Eine vierte Art der Beziehung zwischen manifestem und latentem Element muß ich Ihnen noch
verschweigen, bis ihr Stichwort in der Technik gefallen ist. Ich werde Ihnen auch dann keine
vollständige Aufzählung gegeben haben, aber es reicht so für unsere Zwecke aus.
Haben Sie nun den Mut, die Deutung eines ganzen Traumes zu wagen? Machen wir den Versuch,
ob wir für diese Aufgabe gut genug ausgerüstet sind. Ich werde natürlich keinen der dunkelsten
wählen, aber doch einen, der die Eigenschaften eines Traumes in guter Ausprägung zeigt.

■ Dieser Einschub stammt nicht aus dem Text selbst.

PR #246, opened 2026-06-11
feat: add PinSource data source for pins boards

gadenbuie:
## Summary

Adds a new `PinSource` data source to both the R and Python querychat packages, letting users chat with data stored as [pins](https://pins.rstudio.com/). Users can pass a `PinSource` directly or hand a pins board to `QueryChat`/`querychat_app()` and let `normalize_data_source()` create one automatically.

**Key design decisions:**

- **Two loading paths:** For parquet, CSV, and JSON pins, DuckDB reads the file directly via `pin_download()` + `CREATE TABLE AS SELECT * FROM read_parquet(...)`, skipping R/Python deserialization entirely. For other pin types (rds, arrow, etc.), falls back to `pin_read()` + in-memory registration.
- **DuckDB security lockdown** after data loading: `enable_external_access = false`, `autoinstall_known_extensions = false`, `autoload_known_extensions = false` — prevents LLM-generated SQL from accessing the filesystem.
- **Auto-populates `data_description`** from pin metadata (title, description, tags) when the user hasn't provided their own.
- **Pins board shorthand:** `normalize_data_source()` now accepts a pins board directly as `data_source`, creating a `PinSource` automatically.
- **Table name inference:** `QueryChat` infers `table_name` from `DataSource.table_name` when not provided, and `PinSource` sanitizes pin names (e.g. `"alex.chisholm/posit_ai_interest"` → `"alex_chisholm_posit_ai_interest"`).
- **Shared DuckDB helpers (Python):** Extracted `duckdb_column_meta()`, `duckdb_column_stats()`, and `duckdb_get_schema()` as shared functions, eliminating ~90 lines of duplication between `DataFrameSource` and `PinSource`.

**Additional fixes included:**

- Old data source is now cleaned up (`cleanup()`) when replaced via the `data_source` setter, preventing DuckDB connection leaks in long-lived apps.
- Multi-file pins are rejected with a clear error message.
- `pins` is an optional dependency in both R (`Suggests`) and Python (`[project.optional-dependencies]`).

### R

```r
library(pins)
library(querychat)

board <- board_folder(withr::local_tempdir())
pin_write(board, mtcars, "mtcars", title = "Motor Trend Car Data")

# Direct PinSource usage
ps <- PinSource$new(board, "mtcars")
ps$execute_query("SELECT mpg, cyl FROM mtcars LIMIT 5")
ps$get_data_description()  # "Motor Trend Car Data"

# Shorthand: pass board directly
app <- querychat_app(board, "mtcars", greeting = "Ask me about cars!")
shiny::runApp(app)
```

### Python

```python
import pins
from querychat import PinSource
import pandas as pd

board = pins.board_folder("/tmp/test-board")
board.pin_write(pd.DataFrame({"x": [1, 2], "y": [3, 4]}), "mydata", title="Test Data", type="parquet")

ps = PinSource(board, "mydata")
ps.execute_query("SELECT * FROM mydata")
ps.get_data_description()  # "Test Data"
```


pkg-py/src/querychat/_querychat_base.py
```diff
@@ -58,7 +59,7 @@ class QueryChatBase(Generic[IntoFrameT]):
     def __init__(
         self,
         data_source: IntoFrame | sqlalchemy.Engine | None,
```
cpsievert: Any reason why we wouldn't add `BaseBoard` to supported `data_source` types?

pkg-py/src/querychat/_querychat_base.py
```diff
@@ -68,10 +69,30 @@ def __init__(
...
         self._table_name = table_name
 
-        if not re.match(r"^[a-zA-Z][a-zA-Z0-9_]*$", table_name):
+        is_pins_board = False
+        try:
+            from pins.boards import BaseBoard
+
+            is_pins_board = isinstance(data_source, BaseBoard)
+        except ImportError:
+            pass
```
cpsievert: Pull this logic out into a `TypeGuard` helper that lives in `_pin_source.py`

pkg-py/src/querychat/_querychat_base.py
cpsievert: Same question as https://github.com/posit-dev/querychat/pull/246#discussion_r3399662985

pkg-py/src/querychat/_querychat_base.py
```diff
@@ -90,14 +112,28 @@ def __init__(
...
 
+    def _auto_fill_data_description(self) -> None:
+        """Auto-populate data_description from PinSource metadata if not user-supplied."""
+        if self._data_description_auto:
+            self._data_description = None
+            self._data_description_auto = False
+        if self._data_description is None and self._data_source is not None:
+            desc = self._data_source.get_data_description()
+            if desc:
+                self._data_description = desc
```
cpsievert, line 130: Do we want the pins description to fully overwrite a user-provided description?

pkg-py/src/querychat/_querychat_base.py
```diff
@@ -90,14 +112,28 @@ def __init__(
...
+            self._table_name = self._data_source.table_name
+            self._auto_fill_data_description()
             self._build_system_prompt()
         else:
             self._data_source = None
             self._system_prompt = None
 
+    def _auto_fill_data_description(self) -> None:
+        """Auto-populate data_description from PinSource metadata if not user-supplied."""
+        if self._data_description_auto:
```
cpsievert: I feel like it might be more clear what this method is doing if the flag was instead something like `_data_description_mode: Literal["supplied", "inferred", "empty"]`?

pkg-py/src/querychat/__init__.py
```diff
@@ -1,9 +1,11 @@
 from ._deprecated import greeting, init, sidebar, system_prompt
 from ._deprecated import mod_server as server
 from ._deprecated import mod_ui as ui
+from ._pin_source import PinSource
 from ._shiny import QueryChat
 
 __all__ = (
+    "PinSource",
```
cpsievert: Let's only export this in the `types` module, especially if we're going to support passing a baseboard directly to `QueryChat()`.

cpsievert (commented):
Thanks, this is a nice addition! Here are some initial thoughts from scanning the Python logic. I haven't looked yet at the R changes.

pkg-py/src/querychat/_querychat_base.py
gadenbuie: No — a user-provided `data_description` is never overwritten. The new `_data_description_mode` tracks this explicitly:

- `"supplied"` (user provided a value) → `_auto_fill_data_description()` is a no-op, pin metadata is ignored
- `"empty"` (no description) → tries to infer from `data_source.get_data_description()`
- `"inferred"` (auto-filled) → clears on source swap, then re-infers from the new source

The `"supplied"` mode is sticky — it never transitions to `"empty"` or `"inferred"`, so user descriptions survive source swaps too.

See b5901f8 for the mode enum change and 5f3206b for a test that explicitly verifies a user-supplied description survives a data source swap.

cpsievert:
Have you considered switching `PinSource` to return narwhals DataFrames (backed by polars) instead of pandas?

- DuckDB's `.pl()` skips the Arrow→pandas conversion that `.df()` does, so every query gets faster for free. Wrapping the result in `nw.from_native()` gives consumers a uniform type.
- `SQLAlchemySource` already sets this precedent — it's `DataSource[nw.DataFrame]` because, like `PinSource`, it doesn't have a user-provided input format to mirror back.
- With polars available, we could also add `arrow`/`feather` to the direct-read set via `pl.read_ipc()` + DuckDB register. That would put all four common tabular pin types on the fast path instead of falling through to `pin_read()`.

Practically it'd mean `PinSource(DataSource[nw.DataFrame])`, `.pl()` → `nw.from_native()` instead of `.df()`, and swapping the `pins` extra to `["pins>=0.9.1", "polars", "pyarrow"]`.

gadenbuie:
> Have you considered switching `PinSource` to return narwhals DataFrames (backed by polars) instead of pandas?

Thanks for catching this; I meant to call it out in the description. I was hoping to get a vibe check from about whether that was a good idea or not. Seems like it would be!

pkg-py/src/querychat/_pin_source.py
```diff
@@ -0,0 +1,173 @@
...
+
+            conn.execute("""
+SET allow_community_extensions = false;
+SET allow_unsigned_extensions = false;
+SET autoinstall_known_extensions = false;
+SET autoload_known_extensions = false;
+SET enable_external_access = false;
+SET disabled_filesystems = 'LocalFileSystem';
+SET lock_configuration = true;
+            """)
```
cpsievert: Worth pulling this out into a helper (on both the R and Python side)?

pkg-py/src/querychat/_pin_source.py
```diff
@@ -0,0 +1,173 @@
...
+                )
+
+        return result
+
+    def get_data(self) -> pd.DataFrame:
+        return self._conn.execute(f'SELECT * FROM "{self.table_name}"').df()
+
+    def cleanup(self) -> None:
+        if self._conn:
+            self._conn.close()
```
cpsievert, line 227: Could remove this if you wanted since it's the same implementation as the base method.

pkg-r/R/QueryChat.R
```diff
@@ -111,6 +112,20 @@ QueryChat <- R6::R6Class(
       }
     },
 
+    auto_fill_data_description = function() {
+      if (private$.data_description_auto) {
```
cpsievert: Worth changing this to `.data_description_mode` for consistency with Python?

gadenbuie:
> Have you considered switching PinSource to return narwhals DataFrames (backed by polars) instead of pandas?

Okay, done in ad18fa7 and def2051.

PinSource now returns `nw.DataFrame`, consistent with SQLAlchemySource. The conversion uses a polars-if-available pattern (same as `read_sql()` in `_df_compat.py`):

```python
def _convert_result(result: duckdb.DuckDBPyConnection) -> nw.DataFrame:
    if _has_polars():
        return nw.from_native(result.pl())
    return nw.from_native(result.df())
```

Polars gives you the fast `.pl()` path but isn't required — pandas fallback works fine. I dropped the explicit `pandas` from the `pins` extra since `pins` itself hard-depends on it.

I also added arrow/IPC pin support: when polars is available, PinSource uses `pl.read_ipc()` to read arrow pins directly (DuckDB has no native IPC reader), falling back to `pin_read()` otherwise. So now the four common tabular pin types (parquet, csv, json, arrow) all have a fast path when polars is installed.

pkg-py/src/querychat/_pin_source.py
gadenbuie: Done in a48425b — extracted `duckdb_lock_down()` in both R (`utils-duckdb.R`) and Python (`_datasource.py`). Replaces inline duplicates in DataFrameSource and PinSource on both sides.

pkg-py/src/querychat/_pin_source.py
gadenbuie: Can't remove this one — PinSource inherits from `DataSource` directly (not `DataFrameSource`), and `get_db_type()` is abstract on the base class, so it must be implemented.

pkg-r/R/QueryChat.R
gadenbuie: Done in a48425b — renamed `.data_description_auto` (boolean) to `.data_description_mode` with the same 3-state values as Python: `"supplied"`, `"inferred"`, `"empty"`.

pkg-py/src/querychat/_pin_source.py
```diff
@@ -0,0 +1,212 @@
...
+
+
+def _convert_result(result: duckdb.DuckDBPyConnection) -> nw.DataFrame:
+    """Convert a DuckDB result to a narwhals DataFrame, preferring polars if available."""
+    if _has_polars():
+        return nw.from_native(result.pl())
+    return nw.from_native(result.df())
+
+
+class PinSource(DataSource[nw.DataFrame]):
```
cpsievert, line 64: I think what we have here is solid, but I also just want to point out that we could probably also have a `PinLazySource(DataSource[nw.LazyFrame])` that skips the whole download+import to DuckDB step.

Now that I'm saying this out loud though, maybe we could just document how to feed a pins URL into a `pl.LazyFrame()` and lean into the existing `PolarsLazySource` class?

cpsievert (approved):
LGTM once outstanding comments are addressed

pkg-r/R/QueryChat.R
```diff
@@ -286,7 +301,11 @@ QueryChat <- R6::R6Class(
             "{.arg table_name} is required when {.arg data_source} is {.val NULL}."
           )
         }
-        if (is.data.frame(data_source) || inherits(data_source, "tbl_sql")) {
+        if (inherits(data_source, "DataSource")) {
+          table_name <- data_source$table_name
```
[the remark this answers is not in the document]
gadenbuie: Fixed in 80a067a — added `inherits(data_source, "pins_board")` check in all three locations (`QueryChat$initialize`, `querychat()`, `querychat_app()`) that errors early with a clear message when a board is passed without a pin name.

pkg-r/R/QueryChat.R
```diff
@@ -805,10 +832,15 @@ QueryChat <- R6::R6Class(
...
         private$.data_source
       } else {
+        old_source <- private$.data_source
         private$.data_source <- normalize_data_source(
           value,
           private$.table_name
         )
+        if (!is.null(old_source)) {
+          old_source$cleanup()
+        }
```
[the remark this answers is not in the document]
gadenbuie: Fixed in 64dff4b — added `!identical(old_source, private$.data_source)` guard before calling `cleanup()`.

pkg-py/src/querychat/_querychat_base.py
```diff
@@ -237,9 +269,15 @@ def data_source(self) -> DataSource | None:
...
-    def data_source(self, value: IntoFrame | sqlalchemy.Engine) -> None:
+    def data_source(self, value: IntoFrame | sqlalchemy.Engine | BaseBoard) -> None:
         """Set the data source, normalizing and rebuilding system prompt."""
+        old_source = self._data_source
+        if self._table_name is None:
+            raise ValueError("table_name must be set before assigning a data source")
         self._data_source = normalize_data_source(value, self._table_name)
+        if old_source is not None:
+            old_source.cleanup()
+        self._auto_fill_data_description()
```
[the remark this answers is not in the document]
gadenbuie: Fixed in ec6e730 — added `old_source is not self._data_source` guard before calling `cleanup()`.

pkg-py/src/querychat/_pin_source.py
gadenbuie: Good idea. I added documentation for this pattern in e420c94e7c545116e0ab37b57126371473fc34e6 — both the data-sources vignettes (R and Python) and the PinSource class docs now have a "Lazy queries with pins" section showing how to use `pin_download()` + `tbl_sql` (R) or `pl.scan_parquet()` + `PolarsLazySource` (Python) for large parquet pins.

The docs note that `pin_download()` still fetches files to a local cache, so "lazy" here means deferred query execution, not deferred data access. They also call out that the lazy path skips the DuckDB security lockdown that PinSource applies.

A proper `PinLazySource` or upstream `pin_url()` could be interesting follow-ups if there's demand.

Also eine junge, aber schon seit vielen Jahren verheiratete Dame träumt: Sie sitzt mit ihrem
Manne im Theater, eine Seite des Parketts ist ganz unbesetzt. Ihr Mann erzählt ihr, Elise L. und
ihr Bräutigam hätten auch gehen wollen, hätten aber nur schlechte Sitze bekommen, 3 für 1 fl.
50 kr., und die konnten sie ja nicht nehmen. Sie meint, es wäre auch kein Unglück gewesen.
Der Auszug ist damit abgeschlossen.